WHAT YOU HAVE TO DO >>
In the entries below, every line with the string "path" is to be reported.

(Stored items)
PR #4733, opened 2020-06-09
Add experimental unity build option to CMake configuration

msimberg:
This adds a CMake option to use CMake's unity build functionality from 3.16 onwards (https://cmake.org/cmake/help/latest/prop_tgt/UNITY_BUILD.html). Essentially this batches compilation of source files to save a bit (or a lot) of header parsing. Internally CMake batches up to 8 (default) source files into one file that looks roughly like this:
```
#include "/path/to/source1.cpp"
#include "/path/to/source2.cpp"
#include "/path/to/source3.cpp"
...
```
and compiles that instead. The downside of this is that files that are batched together can't have duplicate static definitions. For `on_self_reset` in the `thread_executors` module I just lifted the definitions out into a separate header file. If needed the batching can be turned off for specific source files as well. This can also lead to slightly increased build times when only a few files need to be recompiled since the whole batch needs to be recompiled rather than just one or two files.

When `HPX_WITH_UNITY_BUILD=ON` the modules and main HPX library have the `UNITY_BUILD` property set to on. With the fixes here it works fine, and most importantly a single job build of the main library went from about 34 minutes to 16 minutes on my laptop.

Please give it a try. If this works well for a longer time we can consider always building with `UNITY_BUILD`.

### DIFF
--- a/libs/thread_executors/CMakeLists.txt
+++ b/libs/thread_executors/CMakeLists.txt
@@ -15,6 +15,7 @@ set(thread_executors_headers
     hpx/execution/executors/thread_pool_os_executors.hpp
     hpx/thread_executors/current_executor.hpp
     hpx/thread_executors/default_executor.hpp
+    hpx/thread_executors/detail/on_self_reset.hpp
     hpx/thread_executors/embedded_thread_pool_executors.hpp
     hpx/thread_executors/executors.hpp
     hpx/thread_executors/force_linking.hpp
--- a/src/runtime/agas/server/route.cpp
+++ b/src/runtime/agas/server/route.cpp
@@ -27,17 +27,17 @@
 #include <utility>
 #include <vector>
 
-
-namespace {
+namespace hpx { namespace detail {
     void update_agas_cache(hpx::naming::gid_type const& gid,
         hpx::naming::address const& addr, std::uint64_t count,
         std::uint64_t offset)
     {
-        hpx::naming::get_agas_client().update_cache_entry(gid, addr, count, offset);
+        hpx::naming::get_agas_client().update_cache_entry(
+            gid, addr, count, offset);
     }
-}
+}}    // namespace hpx::detail
 
-HPX_PLAIN_ACTION_ID(update_agas_cache, update_agas_cache_action,
+HPX_PLAIN_ACTION_ID(hpx::detail::update_agas_cache, update_agas_cache_action,
     hpx::actions::update_agas_cache_action_id)
 
 namespace hpx { namespace agas { namespace server
--- a/CMakeLists.txt
+++ b/CMakeLists.txt
@@ -331,6 +331,17 @@ else()
   )
 endif()
 
+hpx_option(
+  HPX_WITH_UNITY_BUILD
+  BOOL
+  "Enable unity build for certain build targets (experimental, requires CMake 3.16 or newer) (default OFF)"
+  OFF
+  ADVANCED
+)
+if(HPX_WITH_UNITY_BUILD AND (CMAKE_VERSION VERSION_LESS "3.16"))
+  hpx_error("HPX_WITH_UNITY_BUILD=ON but this requires CMake 3.16 or newer.")
+endif()
+
 # ##############################################################################
 # Some platforms do not support dynamic linking. Enable this to link all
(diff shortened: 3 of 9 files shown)


src/runtime/agas/server/route.cpp
```diff
@@ -27,17 +27,17 @@
...
     void update_agas_cache(hpx::naming::gid_type const& gid,
         hpx::naming::address const& addr, std::uint64_t count,
         std::uint64_t offset)
     {
-        hpx::naming::get_agas_client().update_cache_entry(gid, addr, count, offset);
+        hpx::naming::get_agas_client().update_cache_entry(
+            gid, addr, count, offset);
     }
-}
+}}    // namespace hpx::detail
```
msimberg, line 38: Was there a particular reason for keeping this in the anonymous namespace? Without this change I get
```
/home/simbergm/src/hpx/src/runtime/agas/server/route.cpp:40:40: warning: 'update_agas_cache_action' has a base 'hpx::actions::action<void (*)(c
onst hpx::naming::gid_type&, const hpx::naming::address&, long unsigned int, long unsigned int), {anonymous}::update_agas_cache, update_agas_ca
che_action>' whose type uses the anonymous namespace [-Wsubobject-linkage]                                                                     
   40 | HPX_PLAIN_ACTION_ID(update_agas_cache, update_agas_cache_action,                                                                       
      |                                        ^~~~~~~~~~~~~~~~~~~~~~~~                                                                        
../../libs/preprocessor/include/hpx/preprocessor/expand.hpp:23:26: note: in definition of macro 'HPX_PP_EXPAND'                                
   23 | #define HPX_PP_EXPAND(X) X                                                                                                             
      |                          ^                                     
../../libs/preprocessor/include/hpx/preprocessor/cat.hpp:36:28: note: in expansion of macro 'HPX_DEFINE_PLAIN_ACTION_2'                        
   36 | #define HPX_PP_CAT_I(a, b) a##b                                
      |                            ^                                   
../../hpx/runtime/actions/plain_action.hpp:187:5: note: in expansion of macro 'HPX_DEFINE_PLAIN_ACTION_'                                       
  187 |     HPX_DEFINE_PLAIN_ACTION_(__VA_ARGS__)                                     \                                                        
      |     ^~~~~~~~~~~~~~~~~~~~~~~~                                   
../../hpx/runtime/actions/plain_action.hpp:342:5: note: in expansion of macro 'HPX_DEFINE_PLAIN_ACTION'                                        
  342 |     HPX_DEFINE_PLAIN_ACTION(func, name);                                      \
      |     ^~~~~~~~~~~~~~~~~~~~~~~                                    
/home/simbergm/src/hpx/src/runtime/agas/server/route.cpp:40:1: note: in expansion of macro 'HPX_PLAIN_ACTION_ID'                               
   40 | HPX_PLAIN_ACTION_ID(update_agas_cache, update_agas_cache_action,                                                                       
      | ^~~~~~~~~~~~~~~~~~~                                            
```
but I'm not sure if I've messed something up by doing this (it compiles, but I haven't tested it).

I can also instead of this change mark the file to be compiled alone even if `UNITY_BUILD` is enabled.

libs/thread_executors/CMakeLists.txt
```diff
@@ -15,6 +15,7 @@ set(thread_executors_headers
     hpx/execution/executors/thread_pool_os_executors.hpp
     hpx/thread_executors/current_executor.hpp
     hpx/thread_executors/default_executor.hpp
+    hpx/thread_executors/detail/on_self_reset.hpp
```
hkaiser, line 18: Did you forget to add this file?

msimberg: Yep... I'll add it.

hkaiser:
This works well for me! Thanks for doing this.

src/runtime/agas/server/route.cpp
hkaiser: There is no particular reason.

msimberg:
> This works well for me! Thanks for doing this.

Great! Let's give this a go then. It doesn't affect anything else since it's off by default (except for that one change to `update_agas_cache`).

By the way, it looks like codacy is now happy to run on this PR as well. Maybe it was there all along...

ANSWER SECTION >>
#include "/path/to/source1.cpp"
#include "/path/to/source2.cpp"
#include "/path/to/source3.cpp"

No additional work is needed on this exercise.